Whenever we consider aspects of the Christian life, we always want to anchor our beliefs and applications of those beliefs in the Word. Looking to God to speak to us through dreams is no different. The Bible is full of stories of God giving revelation to people through dreams. Many of the prophets received revelation this way. The examples we will briefly mention today, however, were all given to people who did not know the Lord — and yet we can learn principles from them.
In Genesis 41, Pharaoh’s dreams of the withered grain heads eating the full grain heads and the skinny cattle eating the fat ones were given to him so that he could prepare and thereby help his nation avoid starvation. The dreams themselves were prophetically about what was going to happen, but when Joseph gave the interpretation, he shifted into the gift of the word of wisdom, thereby giving Pharaoh direction on how to prepare for the future events he had been shown.
God will work like that with us too, giving us part of what we need to know in a dream, and then following up by speaking to us further through other means during our waking hours.
God came to Abimelech, a Philistine king, in a dream, and carried on an entire conversation with him. In it, He gave Abimelech information which he had not previously been aware of, specific direction about how to respond to that information, and then warned him of the consequences of not obeying that direction (Genesis 20:1-7). Unlike Pharaoh’s highly symbolic dream, Abimelech’s was not at all symbolic. It was direct and to the point, with no interpretation required.

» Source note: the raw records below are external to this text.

PR #1885, opened 2022-08-04
fix: schema class can set Meta.unknown

dbluhm:
This PR enables the Schema class of a model to determine the default `unknown` behavior. Without this, if you have a schema where you expect extra values to be present, every time `deserialize` or `serialize` is called, you must set `unknown=INCLUDE`. Now, in the `Meta` class of the Schema, `unknown` can be set to some value that will be respected as the default if not overrided by method parameter.

While I was at it, I also touched up some of the typing. I'm not fond of using `@overload` but I think it's the best way to address typing a method where a bool flag impacts the return type.

### DIFF
--- a/aries_cloudagent/messaging/models/base.py
+++ b/aries_cloudagent/messaging/models/base.py
@@ -5,7 +5,8 @@ import json
 
 from abc import ABC
 from collections import namedtuple
-from typing import Literal, Mapping, Optional, Type, TypeVar, Union, cast, overload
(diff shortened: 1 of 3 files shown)


dbluhm:
The circleci failure is a flake8 check complaining about missing docstrings on the `@overload` decorated methods. I don't think the overloads should be required to have a docstring since the primary method itself does. I'm also unable to get the check to fail locally :thinking: Does anyone with more knowledge of the circleci config than myself have a suggestion for a fix?

ianco (approved):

God spoke to Nebuchadnezzar about future events coming upon the earth, right down to the last days, through his dream of the statue made of various metals (Daniel 2). There were several purposes for this dream. Just as was the case with Joseph and Pharaoh’s dream, Nebuchadnezzar’s dream enabled God to position Daniel in a place of great influence, through Daniel’s interpretation. The dream was not just for Daniel and Nebuchadnezzar’s benefit. It was recorded in Scripture to provide an important piece of end-time revelation for all people, down to the present. A third possible purpose for the dream was to test Nebuchadnezzar’s heart. He seems to have failed the test, for shortly after receiving the dream, he built a statue (Daniel 3), which many scholars believe was identical to what he saw in the dream — except that he made it all of gold, which, in the dream, was the part of the statue representing Nebuchadnezzar’s empire. In essence, he may have been rebelliously responding, “My kingdom will last forever, no matter what the dream said.”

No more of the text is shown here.